* **Problem to solve**
Your reply must consist of the data below, reproduced character for character.

* **Exercise data**
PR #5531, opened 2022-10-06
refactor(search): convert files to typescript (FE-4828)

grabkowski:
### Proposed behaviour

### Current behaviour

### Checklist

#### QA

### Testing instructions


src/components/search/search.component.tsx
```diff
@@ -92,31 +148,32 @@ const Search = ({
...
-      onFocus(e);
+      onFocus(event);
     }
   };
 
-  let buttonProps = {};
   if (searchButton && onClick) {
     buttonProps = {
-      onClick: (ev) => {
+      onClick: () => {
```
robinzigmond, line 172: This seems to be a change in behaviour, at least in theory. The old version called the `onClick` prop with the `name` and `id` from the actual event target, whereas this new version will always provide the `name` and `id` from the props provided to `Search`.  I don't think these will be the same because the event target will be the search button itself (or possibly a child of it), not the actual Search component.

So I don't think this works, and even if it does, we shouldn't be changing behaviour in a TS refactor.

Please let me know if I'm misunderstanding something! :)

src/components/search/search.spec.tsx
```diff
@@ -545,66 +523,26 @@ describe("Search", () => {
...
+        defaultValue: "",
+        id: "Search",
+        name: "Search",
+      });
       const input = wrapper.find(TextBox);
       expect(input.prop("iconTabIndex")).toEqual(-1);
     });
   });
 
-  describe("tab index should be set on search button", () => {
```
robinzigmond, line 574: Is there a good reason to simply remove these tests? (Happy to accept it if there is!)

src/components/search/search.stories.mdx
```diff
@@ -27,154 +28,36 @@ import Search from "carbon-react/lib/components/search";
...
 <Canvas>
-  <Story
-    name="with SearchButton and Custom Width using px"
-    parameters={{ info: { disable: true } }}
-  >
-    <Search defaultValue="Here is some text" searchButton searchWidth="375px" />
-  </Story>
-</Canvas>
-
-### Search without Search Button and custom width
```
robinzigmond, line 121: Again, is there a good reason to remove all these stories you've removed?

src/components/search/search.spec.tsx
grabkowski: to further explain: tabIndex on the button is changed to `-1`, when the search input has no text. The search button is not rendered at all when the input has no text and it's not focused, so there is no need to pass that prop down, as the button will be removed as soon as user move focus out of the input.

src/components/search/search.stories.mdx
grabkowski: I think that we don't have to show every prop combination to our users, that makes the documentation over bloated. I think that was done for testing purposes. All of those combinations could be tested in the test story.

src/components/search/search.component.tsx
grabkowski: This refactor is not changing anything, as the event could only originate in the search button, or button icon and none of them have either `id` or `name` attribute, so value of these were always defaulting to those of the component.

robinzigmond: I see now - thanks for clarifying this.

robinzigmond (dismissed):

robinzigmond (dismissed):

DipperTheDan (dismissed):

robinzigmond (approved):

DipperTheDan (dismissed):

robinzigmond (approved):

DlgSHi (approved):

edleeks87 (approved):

* **Written solution**
PR #5531, opened 2022-10-06
refactor(search): convert files to typescript (FE-4828)

grabkowski:
### Proposed behaviour

### Current behaviour

### Checklist

#### QA

### Testing instructions


src/components/search/search.component.tsx
```diff
@@ -92,31 +148,32 @@ const Search = ({
...
-      onFocus(e);
+      onFocus(event);
     }
   };
 
-  let buttonProps = {};
   if (searchButton && onClick) {
     buttonProps = {
-      onClick: (ev) => {
+      onClick: () => {
```
robinzigmond, line 172: This seems to be a change in behaviour, at least in theory. The old version called the `onClick` prop with the `name` and `id` from the actual event target, whereas this new version will always provide the `name` and `id` from the props provided to `Search`.  I don't think these will be the same because the event target will be the search button itself (or possibly a child of it), not the actual Search component.

So I don't think this works, and even if it does, we shouldn't be changing behaviour in a TS refactor.

Please let me know if I'm misunderstanding something! :)

src/components/search/search.spec.tsx
```diff
@@ -545,66 +523,26 @@ describe("Search", () => {
...
+        defaultValue: "",
+        id: "Search",
+        name: "Search",
+      });
       const input = wrapper.find(TextBox);
       expect(input.prop("iconTabIndex")).toEqual(-1);
     });
   });
 
-  describe("tab index should be set on search button", () => {
```
robinzigmond, line 574: Is there a good reason to simply remove these tests? (Happy to accept it if there is!)

src/components/search/search.stories.mdx
```diff
@@ -27,154 +28,36 @@ import Search from "carbon-react/lib/components/search";
...
 <Canvas>
-  <Story
-    name="with SearchButton and Custom Width using px"
-    parameters={{ info: { disable: true } }}
-  >
-    <Search defaultValue="Here is some text" searchButton searchWidth="375px" />
-  </Story>
-</Canvas>
-
-### Search without Search Button and custom width
```
robinzigmond, line 121: Again, is there a good reason to remove all these stories you've removed?

src/components/search/search.spec.tsx
grabkowski: to further explain: tabIndex on the button is changed to `-1`, when the search input has no text. The search button is not rendered at all when the input has no text and it's not focused, so there is no need to pass that prop down, as the button will be removed as soon as user move focus out of the input.

src/components/search/search.stories.mdx
grabkowski: I think that we don't have to show every prop combination to our users, that makes the documentation over bloated. I think that was done for testing purposes. All of those combinations could be tested in the test story.

src/components/search/search.component.tsx
grabkowski: This refactor is not changing anything, as the event could only originate in the search button, or button icon and none of them have either `id` or `name` attribute, so value of these were always defaulting to those of the component.

robinzigmond: I see now - thanks for clarifying this.

robinzigmond (dismissed):

robinzigmond (dismissed):

DipperTheDan (dismissed):

robinzigmond (approved):

DipperTheDan (dismissed):

robinzigmond (approved):

DlgSHi (approved):

edleeks87 (approved):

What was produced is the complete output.